There is a lot to appreciate in this film, starting with Kitano’s performance and that of the rest of the team, passing through the fluent story telling, and ending with the refined cinematography which uses basically the same set for the duration of the action (which spreads on many decades) marking the passing of time with small changes in colors or accessories. It is not easy to follow if you do not absorb easily violence on screen, but otherwise it is a good story and a credible cinematographic reflection of a piece in the history of Japan whose details I at least have become aware about only now.
By one of these coincidences that make you wonder the very day the strongest earthquake in memory hit Japan, a Japanese film festival took place at the cinematheque in my city. Kikujiro which I saw last night is a very special film in the Japanese cinema and in the filmography of Takeshi Kitano.
The fans of Kitano will notice that he is taking the character he usually plays in the gangster movies and creates here a failed version of it. He is dominated by a bad-mouthed wife. His walk is uncertain, closer to Chaplin’s than to a well assured yakuza. He does have a scaring tatoo on his back but this becomes just the reason of the bad dreams of his little boy friend. When confronted with a gang of local gangsters he ends by being beaten in a situation in which his self from other movies would have killed his opponents in a fraction of time. All over the film he looks more like inadequate and unadapted to reality.
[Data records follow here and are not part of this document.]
Issue #33924, opened 2023-01-30
[Format] Fixed shape Tensor as a canonical extension type


AlenkaF:
### Describe the enhancement requested

Umbrella ticket for adding support for a column in an Arrow table that has values cells each containing a tensor value, with all tensors having the same shape/dimensions.

Initial discussion mostly happened in the C++ issue: #15483 / [ARROW-1614](https://issues.apache.org/jira/browse/ARROW-1614)

We propose to add a canonical extension type for tensors and this umbrella issue is including the draft for the specification plus the implementations (C++ , PyArrow - as an example or as an implementation in the codebase).

- [x] https://github.com/apache/arrow/issues/33923
- [x] https://github.com/apache/arrow/issues/15483
- [x] https://github.com/apache/arrow/issues/33947

PR #33948, opened 2023-01-31
GH-33947: [Python][Docs] Tensor canonical type extension example

### LINKED ISSUE #33947: [Python][Docs] Tensor canonical type extension example

We propose to add a canonical extension type for tensors and this issue is adding an example of the implementation and the usage of it in PyArrow. Mainly to be added to the ML together with the proposed canonical type specification.

### Component(s)

Python

AlenkaF:
### Rationale for this change
There have been quite a lot of discussions connected to the tensor support in Arrow Tables/RecorBatches (https://github.com/apache/arrow/issues/33924). This PR is a Python implementation example for the specification proposal to add tensors as a canonical type extensions which will be sent to the Mailing list for discussion and vote.

- Implementation of the fixed size tensor canonical extension type in PyArrow plus tests (as an example in test_extension_type.py)
- Example of the implementation and example of the usage in `pyarrow.Table` (added to extending_types.rst)

Both are **only illustrative**, do not merge!

### Are these changes tested?
- Tests for the implementation are added to test_extension_type.py

No.

* Closes: #33947

cc @rok @jorisvandenbossche


python/pyarrow/tests/test_extension_type.py
```diff
@@ -1079,3 +1082,279 @@ def test_array_constructor_from_pandas():
         pd.Series([1, 2, 3], dtype="category"), type=IntegerType()
     )
     assert result.equals(expected)
+
+
+class TensorType(pa.ExtensionType):
```
jorisvandenbossche, line 1087: Use `FixedShapeTensorType`, to follow the name change?

And the same for the TensorArray

python/pyarrow/tests/test_extension_type.py
```diff
@@ -1079,3 +1082,279 @@ def test_array_constructor_from_pandas():
...
+    def __init__(self, value_type, shape, is_row_major):
+        self._value_type = value_type
+        self._shape = shape
+        self._is_row_major = is_row_major
+        size = math.prod(shape)
+        pa.ExtensionType.__init__(self, pa.list_(self._value_type, size),
+                                  'arrow.fixed_size_tensor')
+
+    @property
+    def dtype(self):
```
jorisvandenbossche, line 1119:
```suggestion
    def value_type(self):
```

(to match the parameter)

python/pyarrow/tests/test_extension_type.py
```diff
@@ -1079,3 +1082,279 @@ def test_array_constructor_from_pandas():
...
+      [
+        100,
+        200,
+        300,
+        400
+      ]
+    ]
+    """
+
+    def to_numpy_tensor_list(self):
```
jorisvandenbossche, line 1199: It might be more useful to showcase conversion to/from a single numpy array (with ndim+1)?

python/pyarrow/tests/test_extension_type.py
```diff
@@ -1079,3 +1082,279 @@ def test_array_constructor_from_pandas():
...
+    pa.register_extension_type(tensor_type)
+    yield tensor_type, tensor_class
+    # teardown
+    try:
+        pa.unregister_extension_type('arrow.fixed_size_tensor')
+    except KeyError:
+        pass
+
+
+def test_generic_ext_type_tensor():
```
jorisvandenbossche, line 1246: I think you can remove the "generic_ext_type" part of the test names everywhere (that's from tests above that contrasted tests for py extension types with generic (non-python specific) extension types)

python/pyarrow/tests/test_extension_type.py
AlenkaF: Do you mean to change the method `to_numpy_tensor_list` to `to_numpy_tensor` where an array of numpy ndarrays is resulted or do you mean it would be useful to add an example as a docstring? Sorry, not sure about what you mean.

jorisvandenbossche: I meant to change what the method does. But also not returning an "array of arrays", but a single ndarray with 1 more dimension as the shape of the individual tensors.

(so for TensorArray with tensor shape of (2, 3) of length 10, return single array of shape (10, 2, 3))

AlenkaF: Got it, thanks!!

python/pyarrow/tests/test_extension_type.py
```diff
@@ -1079,3 +1082,279 @@ def test_array_constructor_from_pandas():
...
+    def to_numpy_tensor(self):
+        """
+        Convert tensor extension array to a numpy array (with dim+1).
+
+        Examples
+        --------
+
+        """
+        np_flat = np.array([])
+        for tensor in self.storage:
```
jorisvandenbossche, line 1208: It should be possible to do this without iterating over each element. If you do `to_numpy()` on the storage array's child values, you get the full column as one flat numpy array, that we can then reshape to the correct shape:

Given a storage array of fixed size list:

```In [29]: arr = pa.array([[1, 2], [3, 4]], pa.list_(pa.int64(), 2))

In [30]: arr
Out[30]: 
<pyarrow.lib.FixedSizeListArray object at 0x7ffb663b1000>
[
  [
    1,
    2
  ],
  [
    3,
    4
  ]
]

In [32]: arr.values
Out[32]: 
<pyarrow.lib.Int64Array object at 0x7ffb8b0848e0>
[
  1,
  2,
  3,
  4
]

In [33]: arr.values.to_numpy()
Out[33]: array([1, 2, 3, 4])

In [34]: arr.values.to_numpy().reshape(2, 2)
Out[34]: 
array([[1, 2],
       [3, 4]])
```

python/pyarrow/tests/test_extension_type.py
```diff
@@ -1079,3 +1082,282 @@ def test_array_constructor_from_pandas():
...
+      [
+        100,
+        200,
+        300,
+        400
+      ]
+    ]
+    """
+
+    def to_numpy_tensor(self):
```
AlenkaF, line 1212: @jorisvandenbossche I haven't used permutations parameter in `to_numpy_tensor()` or in `from_numpy_tensor()` as the shape of the ndarray changes if the dimensions are permutated with [transpose](https://numpy.org/doc/stable/reference/generated/numpy.transpose.html). What do you think?

jorisvandenbossche: I think that is fine to leave that out. It's up the user / application to know if they want to use the permutations anyway. You could maybe add an example of doing this using the available API: `np_arr = arr.to_numpy_tensor(); np_arr.transpose(arr.type.permutation)`

python/pyarrow/tests/test_extension_type.py
```diff
@@ -1079,3 +1082,282 @@ def test_array_constructor_from_pandas():
...
+        """
+        Convert tensor extension array to a numpy array (with dim+1).
+        """
+        np_flat = np.array(self.storage.values)
```
jorisvandenbossche, line 1216:
```suggestion
        np_flat = np.asarray(self.storage.values)
```

That will avoid a copy when not needed

python/pyarrow/tests/test_extension_type.py
rok: I'd perhaps name these methods `to_numpy` and `from_numpy`. Tensor part is already implied from context and `Tensor` class [uses the same names](https://github.com/apache/arrow/blob/master/python/pyarrow/tests/test_tensor.py#L78).

jorisvandenbossche: I wouldn't use `to_numpy()`, because that is an existing method on pyarrow Arrays, and from which you expect to get a 1D numpy array of the same length as the pyarrow array. 
While a nD array mostly will behave consistently as a 1D array (eg doing `result[0]` in both cases would give the same), I am still a bit hesitant to break the existing contract of `to_numpy()` in this case.

rok: That's fair. How about `to_numpy_array`? I'm skeptical of the word "tensor" as it doesn't appear in numpy.

AlenkaF: `to_ndarray`?

jorisvandenbossche: I would personally keep "numpy" in the name, given that it's explicitly a numpy ndarray, and not from some other package

AlenkaF: `to_numpy_ndarray`?

jorisvandenbossche: That's quite close to the original `to_numpy_tensor` ;) But either way, both are fine for me

rok: A nit: I think there are two schools of thought regarding naming tensors. One calls them tensors, the other multidimensional arrays. I think numpy is in the former camp and hence I'd avoid calling it `*_tensor`. :)

AlenkaF: @rok, can we leave as is or would you prefer ndarray to tensor?

AlenkaF: Sorry, GitHub failed to show me your last message while I had the site open. I will change to `to_numpy_ndarray` then.

AlenkaF:
Closing in favour of https://github.com/apache/arrow/pull/34883 and https://github.com/apache/arrow/pull/34957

There is however much more in the character than this. The name – which we learn in the last scene – is the real name of Takeshi Kitano’s father which is said to have shared at least some of the vices of the character in the movie like gambling. This is a personal film in which a lonely young kid gradually gains some kind of a father instead of the one he never had. The feelings of the little boy and his permanently sad look may have been inspired by the feelings of kid Takeshi and his disappointments in the relation with his father.
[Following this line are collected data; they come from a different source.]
PR #33951, opened 2023-01-31
GH-33936: [Go] C Data Interface: export dummy buffer for nil buffers

### LINKED ISSUE #33936: [Go] C Data Interface: export a dummy non-null buffer for null/0-size buffers

Related to #14875, #14805. 

Go exports a `NULL` buffer if the source buffer is either `nil` or 0-sized. While technically this is valid by #14805, libarrow < 12 doesn't handle it, and it would be easiest just to export a dummy buffer (ideally a static global) to make interoperability easier.

### Component(s)

Go

lidavidm:
### Rationale for this change

While #14805 clarified that NULL buffers are valid in the C Data Interface, not all implementations handle this correctly (or were fixed, but earlier versions still exist).

Export a non-NULL dummy buffer for nil/empty buffers to ensure compatibility.

### Are these changes tested?

A regression test is included.
* Closes: #33936

### DIFF
--- a/go/arrow/cdata/cdata_exports.go
+++ b/go/arrow/cdata/cdata_exports.go
@@ -381,7 +381,7 @@ func exportArray(arr arrow.Array, out *CArrowArray, outSchema *CArrowSchema) {
 		// unions don't have validity bitmaps, but we keep them shifted
 		// to make processing easier in other contexts. This means that
 		// we have to adjust for union arrays
-		if !internal.HasValidityBitmap(arr.DataType().ID(), flatbuf.MetadataVersionV5) {
+		if !internal.DefaultHasValidityBitmap(arr.DataType().ID()) {
 			out.n_buffers--
 			nbuffers--
 			bufs = bufs[1:]
@@ -390,7 +390,7 @@ func exportArray(arr arrow.Array, out *CArrowArray, outSchema *CArrowSchema) {
 		for i := range bufs {
 			buf := bufs[i]
 			if buf == nil || buf.Len() == 0 {
-				if i > 0 || !internal.HasValidityBitmap(arr.DataType().ID(), flatbuf.MetadataVersionV5) {
+				if i > 0 || !internal.DefaultHasValidityBitmap(arr.DataType().ID()) {
 					// apache/arrow#33936: export a dummy buffer to be friendly to
 					// implementations that don't import NULL properly
 					buffers[i] = (*C.void)(unsafe.Pointer(&C.kGoCdataZeroRegion))
--- a/go/arrow/cdata/cdata_exports.go
+++ b/go/arrow/cdata/cdata_exports.go
@@ -48,6 +48,8 @@ import (
 	"github.com/apache/arrow/go/v12/arrow"
 	"github.com/apache/arrow/go/v12/arrow/array"
 	"github.com/apache/arrow/go/v12/arrow/endian"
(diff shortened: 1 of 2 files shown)


go/arrow/cdata/cdata_exports.go
```diff
@@ -385,7 +388,13 @@ func exportArray(arr arrow.Array, out *CArrowArray, outSchema *CArrowSchema) {
 		for i := range bufs {
 			buf := bufs[i]
 			if buf == nil || buf.Len() == 0 {
-				buffers[i] = nil
+				if i > 0 {
```
pitrou, line 391: This implies that buffer 0 is the null bitmap, which might not be true for all types (such as unions).

By the way, the hardcoded check for unions above could instead use of more generic API (such as `HasValidityBitmap` in Arrow C++).

zeroshade: @lidavidm There's a `HasValidityBitmap` in `arrow/internal/utils.go` you can import `github.com/apache/arrow/go/v12/arrow/internal` and use `internal.DefaultHasValidityBitmap`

By the time Kitano made this movie the ‘grumpy man – lonely kid’ films (which had the classic in Chaplin’s Vagabond) were making a comeback. In 1996 the Czech Kolya had moved audiences and the Oscar jury with the story of the relation between the Czech musician and a Russian kid in occupied Czechoslovakia. Two years earlier Natalie Portman’s first breakthrough was in Leon, where she befriended another gangster played by the wonderful Jean Reno. Kitano was not afraid to take over a popular theme which he developed adding to it other dimensions to the merge of mature and childish loneliness. The film speaks about in-adaptation and about the right to be different. It brings on screen characters to illustrate that different people can get together and create beauty from weird. The Poet and the two motorcyclists seem to come out from the Land of Oz in a very different road experience.
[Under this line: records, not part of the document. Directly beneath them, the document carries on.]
PR #10289, opened 2021-05-10
PARQUET-1798: [C++] Review logic around automatic assignment of field_id's

westonpace:
Questions:

- This is my first PR in the parquet namespace, I'm not sure of all the special rules.
- The field ID generation doesn't happen on the `parquet::schema` -> `arrow::schema` phase but on the `parquet::format::schema` -> `parquet::schema` phase.  So in order to test I had to add `#include "generated/parquet_types.h"` to `arrow_schema_test.cc` and I wasn't sure if I was allowed to reference the `generated/*` files like that.
- This PR simply allows user specified field id's to be persisted.  Is that sufficient for PARQUET-1798 (the title is rather general) or should I open up a dedicated JIRA?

The style of the film is inspired by some of the Japanese popular culture techniques and form of art. The kid’s dreams look like traditional theater scenes. A toy he receives and starts relating to it as an amulet looks like one of artist’s Takashi Murakami gadgets. Acting is excellent and the music belongs to Joe Hisaishi, a composer famous in Japan and author of the soundtrack of more than 100 films. While you need to make a small effort to get into the mood and buy the transformation of the traditional gangster image in Kitano’s films, Kikujiro ends by being a very satisfying cinema experience.